Here's a recent VM thread: http://www.beesource.com/forums/sho...body-Using-the-vmvaporizer-to-treat-for-mites

One solution is to buy an relatively inexpensive small battery, say a riding mower battery - about $30 - and use that as a buffer between your existing charger and the 12 volt vaporizer.


----------



## Phoebee (Jan 29, 2014)

They're pretty coy about what the price is. Up in the "If you have to ask ..." category?

The heat gun approach from Lega is interesting. I have a small heat gun I use for heat shrinkable tubing, around 350 W. Probably could make something with that and some plumbing parts, but I have permission from my wife to actually buy something this time.

But probably not in the "If you have to ask ..." category.

I have a couple of batteries knocking around. The solution is kinda sloppy, though. Some sort of easily-carried battery holder would be a slick accessory for the 12-V models. Smaller than a marine battery box, with a handle, and maybe a lighter socket.


----------



## ABruce (Dec 27, 2013)

How about a 115ac to 12v dc transformer? 30 amp or better a quick google and I see them for sale, around 100.00 usd. You find them used in RV bone yards.


----------



## Phoebee (Jan 29, 2014)

A 30 A 12 V transformer would weigh as much or more than a lawn tractor battery, I suspect. The one in the guts of my big floor charger would be around that size.

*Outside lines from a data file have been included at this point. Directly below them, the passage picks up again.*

PR #582, opened 2024-03-27
Remove wavespeed correction in radiation flux

chongchonghe:
### Description

The wavespeed adjustment, $S = c \sqrt{f/\tau}$, in the HLL flux of radiation energy (e.g. [Jiang+2013](https://ui.adsabs.harvard.edu/abs/2013ApJ...767..148J/abstract), [Skinner+2019](https://ui.adsabs.harvard.edu/abs/2019ApJS..241....7S/abstract)) is not necessary any more since we implemented the IMEX PD-ARS scheme. All previous tests passed after this change. Two of the tests get slightly worse results but still within the error tolerance. The fact that it passed all the tests seems to suggest that this correction at diffusion limit is no longer required. In fact, I have shown in the IMEX paper that, at diffusion limit, the wavespeed is roughly $c \sqrt{f/\tau}$. 

Our numerical scheme gives the following discretization:

$$
\frac{\partial}{\partial t} E = \frac{\cal C}{3 \cal L} \frac{\partial^2}{\partial x^2} \frac{E}{3}
$$

which is a diffusion equation with the correct diffusion coefficient. The diffusion speed in time interval $t$ is approximated 

$$
C_{\rm eff} \equiv \frac{\sqrt{D t}}{t} = \sqrt{\frac{\cal C}{3 {\cal L} t}}
$$

In dimensional terms,

$$
C_{\rm eff,\ with \ dim} = 
    \frac{c}{\sqrt{3}} \frac{1}{\sqrt{{\rm CFL} ~\tau_{\rm cell}}}
$$

The $1/\tau$ correction is a natural result of the IMEX scheme. 

A side note: it might be possible to remove the 0.1 c floor of the wavespeeds S_L and S_R while not causing any issues. Simply removing it causes S_L = S_R = 0 and F = NAN in the 3D RadForce test *only*. I'll take a second look at this in a future PR.

### Related issues
Odd-even instability #541 

### Checklist


chongchonghe:
Compare new results of the RadTube test with the old result (1/tau correction). Every other test passed and the results are virtually the same as before. 

New
radiation_pressure_tube

Old
radiation_pressure_tube

src/radiation_system.hpp
```diff
@@ -971,32 +971,15 @@ void RadSystem<problem_t>::ComputeFluxes(array_t &x1Flux_in, array_t &x1FluxDiff
...
-			// quokka::valarray<double, numRadVars_> epsilon = {S_corr, S_corr, S_corr, S_corr}; // Jiang et al. (2013)
-			// quokka::valarray<double, numRadVars_> epsilon = {S_corr * S_corr, S_corr, S_corr, S_corr}; // this code
-
-			// fix odd-even instability that appears in the asymptotic diffusion limit
-			// [for details, see section 3.1: https://ui.adsabs.harvard.edu/abs/2022MNRAS.512.1499R/abstract]
-			if ((i + j + k) % 2 == 1) {
-				// revert to more diffusive flux (has no effect in optically-thin limit)
-				epsilon = {1.0, 1.0, 1.0, 1.0};
-			}
+			// Adjusting wavespeeds is no longer necessary with the IMEX PD-ARS scheme.
```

I was just wondering if percolators are still sold. They are, as low as about $30. The heating elements on these are usually a small cup. Nobody is listing the power, but they're probably around 500W or more. I could knock the power down with a dimmer if they draw less than 600W. Above that, an industrial control or heavy duty dimmer would probably do it. A diode in series with the heater should drop power by 50%.


----------



## enjambres (Jun 30, 2013)

I use a lawn mower battery that's bit 2/3 rds the size of a typical car battery. My husband tied a rope around it to make a loose sling and I can easily carry that out to my apiary. I have a Varrox wand and I have treated a dozen hives in succession without draining the battery down past the 90% mark. That does the job for me, because by the time I've done that many I've usually lost my preferred temp window, anyway. So I just recharge it for the next day's effort, if I'm doing more hives at friends' yards. 

Enj.


----------



## gww (Feb 14, 2015)

I am guessing that a solder gun would heat up too slow to be able to fabricate something out of along the lines of what the guy does with the coffee heater element and copper pipe cap. I think the cheep solder guns are about 40 watts.
gww


----------



## Phoebee (Jan 29, 2014)

Electronics soldering irons are usually 25-50 W. Those are slow to heat up.

An old Weller soldering GUN might work. That's up in the 140 W range. The Weller gun is a 120V primary transformer with about a 3/4 turn secondary, two heavy studs on which one attaches a copper heating tip. Current through it will heat the copper to soldering temperature in about 2 seconds. They'll heat 12 AWG copper wire nicely, too. The model 8200 I used to own seems to be still on the market, and has two power settings, 100 and 140 W. They have a larger one that hits 260 W.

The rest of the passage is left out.